Line tally for "impl": state how many lines of the entries include it, with no other text.

■ **Saved data entries**:
________________________
PR #3994, opened 2025-05-22
Faucet metrics

christos-h:
## Motivation

The current operation of the faucet is opaque which it makes it hard to debug and understand it's behaviour.

## Proposal

Give the faucet the capability to export prometheus metrics.

## Test Plan

Tested manually.


linera-faucet/server/build.rs
```diff
@@ -0,0 +1,8 @@
+// Copyright (c) Zefchain Labs, Inc.
+// SPDX-License-Identifier: Apache-2.0
+
+fn main() {
+    cfg_aliases::cfg_aliases! {
+        with_metrics: { all(not(target_arch = "wasm32"), feature = "metrics") },
+    };
+}
```
Twey, line 8: This doesn't seem necessary — this crate should never be built for `wasm32`.

linera-service/Cargo.toml
```diff
@@ -87,6 +92,7 @@ linera-core.workspace = true
 linera-execution = { workspace = true, features = ["fs"] }
 linera-faucet-client.workspace = true
 linera-faucet-server.workspace = true
+linera-metrics.workspace = true
```
afck: Shouldn't this be an optional dependency?

linera-faucet/server/Cargo.toml
```diff
@@ -11,6 +11,16 @@ homepage.workspace = true
 license.workspace = true
 edition.workspace = true
 
+[package.metadata.cargo-machete]
+ignored = ["prometheus"]
+
+
```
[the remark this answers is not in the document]
afck: (Still two lines?)

linera-faucet/server/src/lib.rs
```diff
@@ -211,36 +217,43 @@ where
...
+            config: config.chain_listener_config,
             storage,
-            port,
-            amount,
-            end_timestamp,
+            port: config.port,
+            #[cfg(feature = "metrics")]
+            metrics_port: config.metrics_port,
+            amount: config.amount,
+            end_timestamp: config.end_timestamp,
```
afck, line 256: Would it make sense for the faucet to just contain a single field `config` then?

linera-faucet/server/Cargo.toml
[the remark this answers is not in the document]
christos-h: Sorry!  :man_facepalming:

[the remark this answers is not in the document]
christos-h: Done.

ndr-ds (changes requested):
Overall lgtm, I agree with the recent comments from @afck though, so back to you for those

linera-faucet/server/src/lib.rs
christos-h: I don't think so? There are fields like `context`, `storage`, `start_timestamp`  and `start_balance` of which some are generic.

I could put the config object as a field in the Faucet struct along with the other fields but then you have another layer of indirection (`self.config.chain_id` for example).

ndr-ds: I personally think the extra layer of indirection is fine 🤔 we have that same thing in other places of the code, and it makes `FaucetService` look cleaner IMHO

afck: Either way is fine with me. Not a blocker from my side!

PR #3995, opened 2025-05-22
Account for published blobs in the resource at the end of transaction execution rather than upfront.

deuszx:
## Motivation

We are charging for all published blobs before we execute any operation in the block. This is wrong b/c we want the incoming grant to be able to cover the fees. The grants are processed during operation processing only so they are not taken into account at the beginning of the block processing.

## Proposal

Move the published blobs' resources tracking to the end of processing a transaction that published it. At this point any incoming grant is already processed. In order to do so, we track blob IDs referenced during transaction execution via `TransactionTracker.published_blobs` and consume it in `BlockExecutionTracker::process_txn_outcome`.

Also, charge for publishing user-created blobs only. `BlobType::Committee` is not accounted for.

## Test Plan

CI.

## Release Plan

## Links

### DIFF
--- a/linera-base/src/data_types.rs
+++ b/linera-base/src/data_types.rs
@@ -1375,9 +1375,9 @@ impl Blob {
         Ok(Self::new_data(fs::read(path)?))
     }
 
-    /// Returns whether the blob is a "user blob".
-    pub fn is_user_blob(&self) -> bool {
-        self.content().blob_type().is_user_blob()
+    /// Returns whether the blob is of [`BlobType::Committee`] variant.
+    pub fn is_committee_blob(&self) -> bool {
+        self.content().blob_type().is_committee_blob()
     }
 }
 
--- a/linera-base/src/data_types.rs
+++ b/linera-base/src/data_types.rs
@@ -1374,6 +1374,11 @@ impl Blob {
     pub async fn load_data_blob_from_file(path: impl AsRef<Path>) -> io::Result<Self> {
         Ok(Self::new_data(fs::read(path)?))
     }
+
+    /// Returns whether the blob is a "user blob".
+    pub fn is_user_blob(&self) -> bool {
+        self.content().blob_type().is_user_blob()
+    }
 }
 
 impl Serialize for Blob {
--- a/linera-chain/src/block_tracker.rs
+++ b/linera-chain/src/block_tracker.rs
@@ -164,8 +164,6 @@ impl<'resources, 'blobs> BlockExecutionTracker<'resources, 'blobs> {
         // Account for blobs published indirectly but referenced by the transaction.
         for blob_id in &txn_outcome.blobs_published {
             if let Some(blob) = self.published_blobs.get(blob_id) {
-                // We don't check its sizes again, it was check at the beginning
-                // of the block processing.
                 resource_controller
                     .track_blob_published(blob)
                     .with_execution_context(context)?;
--- a/linera-chain/src/block_tracker.rs
+++ b/linera-chain/src/block_tracker.rs
@@ -157,14 +157,8 @@ impl<'resources, 'blobs> BlockExecutionTracker<'resources, 'blobs> {
         // Account for blobs published by this transaction directly.
         for blob in &txn_outcome.blobs {
             resource_controller
-                .policy()
-                .check_blob_size(blob.content())
+                .track_blob_published(blob)
                 .with_execution_context(context)?;
-            if blob.content().blob_type().is_user_blob() {
-                resource_controller
-                    .track_blob_published(blob.content())
-                    .with_execution_context(context)?;
-            }
         }
 
         // Account for blobs published indirectly but referenced by the transaction.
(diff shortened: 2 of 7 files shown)


linera-chain/src/block_tracker.rs
```diff
@@ -149,14 +154,36 @@ impl<'resources> BlockExecutionTracker<'resources> {
...
+        // Account for blobs published by this transaction directly.
         for blob in &txn_outcome.blobs {
-            if blob.content().blob_type() == BlobType::Data {
+            resource_controller
+                .policy()
+                .check_blob_size(blob.content())
+                .with_execution_context(context)?;
+            if blob.content().blob_type().is_user_blob() {
                 resource_controller
                     .track_blob_published(blob.content())
```
ma2bd, line 165: How about calling `track_blob_published(&blob)` and letting the resource controller decide the fee based on the blob type? Also it would probably make sense to charge most blobs in the same way very soon.

linera-chain/src/block_tracker.rs
```diff
@@ -149,14 +154,36 @@ impl<'resources> BlockExecutionTracker<'resources> {
...
+            if let Some(blob) = self.published_blobs.get(blob_id) {
+                // We don't check its sizes again, it was check at the beginning
+                // of the block processing.
+                if blob.content().blob_type().is_user_blob() {
+                    resource_controller
+                        .track_blob_published(blob.content())
+                        .with_execution_context(context)?;
+                }
+            } else {
+                return Err(ChainError::InternalError(format!(
```
afck, line 181: (This is "internal error" because we already check that we have all published blobs in an earlier step, is it?)

linera-execution/src/transaction_tracker.rs
```diff
@@ -34,11 +37,17 @@ pub struct TransactionTracker {
     /// Events recorded by contracts' `emit` calls.
     events: Vec<Event>,
     /// Blobs created by contracts.
+    ///
+    /// As of right now, blobs created by the contracts are one of the two:
+    /// - OpenChain
+    /// - CreateApplication
```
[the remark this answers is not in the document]
afck: (If we do keep it, let's use backticks.)

linera-execution/src/transaction_tracker.rs
```diff
@@ -34,11 +37,17 @@ pub struct TransactionTracker {
...
     blobs: BTreeMap<BlobId, Blob>,
     /// Operation result.
     operation_result: Option<Vec<u8>>,
     /// Streams that have been updated but not yet processed during this transaction.
     streams_to_process: BTreeMap<ApplicationId, AppStreamUpdates>,
+    /// Published blobs this transaction refers to by BlobId.
```
afck, line 49:
```suggestion
    /// Published blobs this transaction refers to by [`BlobId`].
```

linera-chain/src/block_tracker.rs
deuszx: Yes, exactly.

linera-chain/src/block_tracker.rs
deuszx: I think we don't charge only for the `BlobType::Committee` which is a system-type blob required for correctness.

linera-execution/src/transaction_tracker.rs
deuszx: Done in [Fix typos](https://github.com/linera-io/linera-protocol/pull/3995/commits/c9563c96589bf5511e29f652dcc6ebfddcf5bbb6).

linera-execution/src/transaction_tracker.rs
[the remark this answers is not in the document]
deuszx: Done in [Fix typos](https://github.com/linera-io/linera-protocol/pull/3995/commits/c9563c96589bf5511e29f652dcc6ebfddcf5bbb6).

linera-chain/src/block_tracker.rs
```diff
@@ -44,17 +44,21 @@ pub struct BlockExecutionTracker<'resources> {
     // Index of the currently executed transaction in a block.
     transaction_index: u32,
 
+    // Blobs publised in the block.
```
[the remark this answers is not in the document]
deuszx: Done in [Fix typos](https://github.com/linera-io/linera-protocol/pull/3995/commits/c9563c96589bf5511e29f652dcc6ebfddcf5bbb6).

linera-base/src/data_types.rs
```diff
@@ -1374,6 +1374,11 @@ impl Blob {
     pub async fn load_data_blob_from_file(path: impl AsRef<Path>) -> io::Result<Self> {
         Ok(Self::new_data(fs::read(path)?))
     }
+
+    /// Returns whether the blob is a "user blob".
+    pub fn is_user_blob(&self) -> bool {
```
afck, line 1379: Maybe we should do the opposite, `is_committee_blob`? That's more specific… and I don't like using quotes in comments—that sounds like it's not the correct technical term.

afck (commented):
No blockers from my side!

afck (approved):

linera-base/src/data_types.rs
deuszx: Done in [Rename is_user_blob to is_commitee_blob](https://github.com/linera-io/linera-protocol/pull/3995/commits/671e4d1bea6603d31ae08eeb7624d4e1dc69f074)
________________________
■ **Solution to the problem**: 10